**Exercise objective**
Provide an exact copy of the lines from the beginning of the records through the line that includes "Issue #1332, opened 2019-09-24", and of no others.

**Records for the task**
· · ·

Issue #1788, opened 2021-02-08
Unit tests: fix UserManagerTests


mzueva:
**Background**
At the moment `UserManagerTests` fails if AWS credentials are not present on the instance running tests since cloud-related S3 storage code is not fully mocked.

**Approach**
Mock any methods using actual S3 calls.

PR #1794, opened 2021-02-09
Issue #1788: fixed failing tests

youkofan:
Issue #1788


api/src/test/java/com/epam/pipeline/manager/user/UserManagerTest.java
```diff
@@ -109,20 +121,33 @@
...
+    private StorageProviderManager storageProviderManager;
+
+    @MockBean
+    private DataStorageValidator storageValidator;
 
     @Before
     public void setUpPreferenceManager() {
+        final StorageProvider<S3bucketDataStorage> storageProvider = new S3StorageProvider(authManager, messageHelper,
+                                                      cloudRegionManager, preferenceManager, stsCredentialsGenerator);
+        doReturn(storageProvider).when(storageProviderManager).getStorageProvider(any());
```
mzueva: Can't we return here `mock(S3StorageProvider.class)` instead of creating an instance manually?

Issue #1332, opened 2019-09-24
PyList_Append not checked for failure in some places


illume:
There's a few spots where the return code of PyList_Append is not checked in some places.

This isn't likely to affect much real world code, but is probably something that should be fixed at some point.

illume:
@nthykier  fixed a lot of these ones, except...

> About the two missing cases that I left:
>    - sdlmain_osx.m: Looks like Objective-C. As I am never good at objective-C nor have the ability to test it, I punted on that.
>    - surf_blits in surface.c: The error handling this function was too complex that I was sure I could do it right. Notably, I think there is a bug where ret is leaked on error (via goto bliterror;). I am leaving that to someone who knows/understands the code a bit better.

ankith26:
It appears that the surf_blits one is already fixed by nthykier 
That means that only the Objective-C one is left

PR #1605, opened 2020-03-22
Check PyList_Append for errors

nthykier:
This commit ensures that PyList_Append is consistently checked for
errors except two cases.


nthykier:
About the two missing cases that I left:

 * sdlmain_osx.m: Looks like Objective-C.  As I am never good at objective-C nor have the ability to test it, I punted on that.
 * surf_blits in surface.c: The error handling this function was too complex that I was sure I could do it right.  Notably, I think there is a bug where `ret` is leaked on error (via `goto bliterror;`).  I am leaving that to someone who knows/understands the code a bit better.

This was done in order to solve #1332

Issue #1606, opened 2020-03-22
Travis CI fails due to fatal: Authentication failed for 'https://github.com/Homebrew/homebrew-versions/'


nthykier:
```
$ if [[ "$TRAVIS_OS_NAME" == "osx" ]]; then source buildconfig/ci/travis/.travis_osx_before_install.sh;  fi

remote: Invalid username or password.

fatal: Authentication failed for 'https://github.com/Homebrew/homebrew-versions/'

Error: Fetching /usr/local/Homebrew/Library/Taps/homebrew/homebrew-versions failed!

/System/Library/Frameworks/Ruby.framework/Versions/Current/usr/bin/ruby: warning: unknown argument for --enable: `frozen-string-literal'

/System/Library/Frameworks/Ruby.framework/Versions/Current/usr/bin/ruby: warning: unknown argument for --disable: `did_you_mean'

-e:1:in `<main>': undefined method `canonical_segments' for #<Gem::Version "2.0.0"> (NoMethodError)

==> Downloading https://homebrew.bintray.com/bottles-portable-ruby/portable-ruby-2.6.3.mavericks.bottle.tar.gz
```

nthykier:
The OSX builds have been removed, so I guess this is closable now. :)

PR #1625, opened 2020-04-10
.travis.yml: Mark all OSX builds as "allowed_failures"

nthykier:

### DIFF
--- a/.travis.yml
+++ b/.travis.yml
@@ -43,41 +43,43 @@ jobs:
 
     # Should only need one OSX build because older builds can work on newer machines ok.
     #https://docs.travis-ci.com/user/osx-ci-environment/#OS-X-Version
-    - os: osx
-      osx_image: xcode7.3
-      language: generic
-      env:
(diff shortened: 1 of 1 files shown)


nthykier:
This "fixes" #1606 by flagging the Mac OSX as allowed to fail.  It is less optimal than fixing the Mac OSX builds. However, as I do not know how to do that, I settled with this alternative.  This will enable us to see if pull requests and commits regress on the remaining platforms.

(Closes #1606)

illume:
Good idea.

Would you mind commenting out all the `- os: osx` instead? Since the mac builds are completely broken, we should probably disable them until they are fixed -- to save wasted build time as well.

nthykier:
René Dudfield:
> Good idea.
> 
> Would you mind commenting out all the `- os: osx` instead? Since the mac builds are completely broken, we should probably disable them until they are fixed -- to save wasted build time as well.
> 

Sure. :)  I have replaced the commit to do that.

PR #1626, opened 2020-04-10
Issue templates

robertpfeiffer:
I propose using github issue templates. Maybe not just like this, maybe much more involved, split into bugs, features, and pull request, but I thought I'd start here. I don't want to have to ask people what version of pygame and python they are on, only to find out a bug can only be reproduced with PyGame 1.9.6 on a 32-bit Debian with Python 3.8 on a RaspberryPi.

### DIFF
--- a/docs/issue_template.md
+++ b/docs/issue_template.md
@@ -1,0 +1,30 @@
+<!-- This issue tracker is for bug reports and feature requests in PyGame. -->
+<!-- If you have a simple question about PyGame, please ask in the #help channel on Discord at https://discord.gg/EKfEbTd -->
+
+**Environment:**
+<!-- You can get most of this info from the interactive python prompt -->
+<!-- And from the output of "import pygame" -->
+
+- operating system:
+- Python version:
+- SDL version:
+- PyGame version:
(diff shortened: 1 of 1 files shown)


MyreMylar:
I tried restarting the travis build but it just produces the same nonsensical error about being unable to find a buildconfig .sh that is clearly there.

Perhaps making a small change to the issue template file will cause Travis to sort itself out again?

Maybe add a capital 'O' on Operating system or something.

MyreMylar:
It looks like this PR is trying to run old mac/OSX build configurations on Travis that no longer exist which is probably why it doesn't work. Happy to just grab this file out of this PR and try it in a new PR instead, I think this could be useful in prompting people reporting issues to give us a bit more detail.

MyreMylar:
Tried moving the bones of this over to a new PR here: https://github.com/pygame/pygame/pull/2073 to a) get it past Travis and b) move it to the latest style/folder structure GitHub has moved to.

MyreMylar:
May as well close this as there is more discussion of it in the new PR linked above.

PR #1628, opened 2020-04-11
Update SDL_ttf version

### LINKED ISSUE #1413: pygame.Font rendered, anti-aliased text with transparent background looks worse/faded in pygame 2
A subtle issue I've been noticing, particularly when working with small font sizes. Something in the way anti-aliased text with a transparent background is rendered has changed between pygame 1.9.6 and pygame 2, and not for the better in my opinion. This is visible on Windows, no idea if it is also present on other platforms at the moment.

I've personally seen the issue in dev3 and dev4 and can investigate different versions further if needed.

Here's how some text looks under pygame 1.9.6:
pygame_1_9

And here's the same text under pygame 2 dev4:
pygame_2

The font used here is Fira Code, but I don't think that particularly matters. 

If you render text with a background colour set then everything looks fine/consistent across versions, but that is obviously not ideal in all cases as text background colours have no alpha at all. Even if they did, in the example above when I want to stick text on to a semi-transparent background the text background would look odd blitted onto an already semi-transparent rectangle.

This issue is more noticeable with dark text on a light background.

MightyJosip:
This should fix #1413 for SDL2 builds. I tested this on Windows, as far as I found out Linux already use 2.0.15, and for the other OS I was unable to find what version do they use, so if can someone else check that I would be grateful.

### DIFF
--- a/buildconfig/download_win_prebuilt.py
+++ b/buildconfig/download_win_prebuilt.py
@@ -233,12 +233,12 @@ def place_downloaded_prebuilts(temp_dir, move_to_dir, x86=True, x64=True, sdl2=T
         copy(
             os.path.join(
                 temp_dir,
-                'SDL2_ttf-devel-2.0.14-VC/SDL2_ttf-2.0.14'
+                'SDL2_ttf-devel-2.0.15-VC/SDL2_ttf-2.0.15'
             ),
             os.path.join(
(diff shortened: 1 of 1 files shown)


MightyJosip:
Reopened this just in case we are unable to fix the code for the most recent SDL version

Issue #1612, opened 2020-03-30
Completion of error handling


elfring:
Would you like to [add more error handling](https://github.com/pygame/pygame/blob/77adb7ed2f851712d39a8dc63745195bda408a97/src_c/mixer.c#L447 "Update candidate: _init()") for return values from a function like [malloc()](https://pubs.opengroup.org/onlinepubs/9699919799/functions/malloc.html "Memory allocation")?

elfring:
How do you think about to improve [static source code analysis](https://en.wikipedia.org/wiki/List_of_tools_for_static_code_analysis#C.2C_C.2B.2B "Tools for code analysis") also for this software?

illume:
Hello @elfring. Yes, that would be nice. Pull requests would be appreciated :)

There are some tools in these issues that we have started to use. Some more than others.
https://github.com/pygame/pygame/issues?q=is%3Aissue+is%3Aopen+label%3Atooling+

MyreMylar:
I think this issue is done.

PR #1632, opened 2020-04-11
Fix some missing malloc error handling and memory-leak on error

nthykier:
Closes: #1612

This is an incremental patch to plug some memory leaks on error and missing error handling of malloc (etc.) returning error. It is not complete; I will be filing some issues some code cases that looks wrong but I cannot quite grok well enough to fix them.


shuttle1987:
Fixes like this are really nice to see, thanks!

elfring:
Thanks for your small source code improvement.

Issue #1322, opened 2019-09-21
Complexity of C code


illume:
GNU complexity can find complex C functions (that probably should be refactored).
http://www.gnu.org/software/complexity/

`brew install complexity`

```bash
complexity src_c/*.c
```

illume:
frama-c is another tool that can be used to find function complexity. https://frama-c.com/metrics.html

illume:
A pygame.image.tostring cleanup PR was started here: https://github.com/pygame/pygame/pull/1637

illume:
I'd like to start making a list of issues for each of the functions that are too complex. Before writing lots of issues, I'd like to explore doing one issue all the way through. I've started writing an issue about display.set_mode complexity #2316

These issues could be used for teaching, probably at an intermediate/advanced level.

We could learn from the image.tostring PR #1637

PR #1637, opened 2020-04-12
WIP: Refactor image_tostring to reduce its "GNU complexity" score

· · ·

**Task solution**
Issue #1788, opened 2021-02-08
Unit tests: fix UserManagerTests


mzueva:
**Background**
At the moment `UserManagerTests` fails if AWS credentials are not present on the instance running tests since cloud-related S3 storage code is not fully mocked.

**Approach**
Mock any methods using actual S3 calls.

PR #1794, opened 2021-02-09
Issue #1788: fixed failing tests

youkofan:
Issue #1788


api/src/test/java/com/epam/pipeline/manager/user/UserManagerTest.java
```diff
@@ -109,20 +121,33 @@
...
+    private StorageProviderManager storageProviderManager;
+
+    @MockBean
+    private DataStorageValidator storageValidator;
 
     @Before
     public void setUpPreferenceManager() {
+        final StorageProvider<S3bucketDataStorage> storageProvider = new S3StorageProvider(authManager, messageHelper,
+                                                      cloudRegionManager, preferenceManager, stsCredentialsGenerator);
+        doReturn(storageProvider).when(storageProviderManager).getStorageProvider(any());
```
mzueva: Can't we return here `mock(S3StorageProvider.class)` instead of creating an instance manually?

Issue #1332, opened 2019-09-24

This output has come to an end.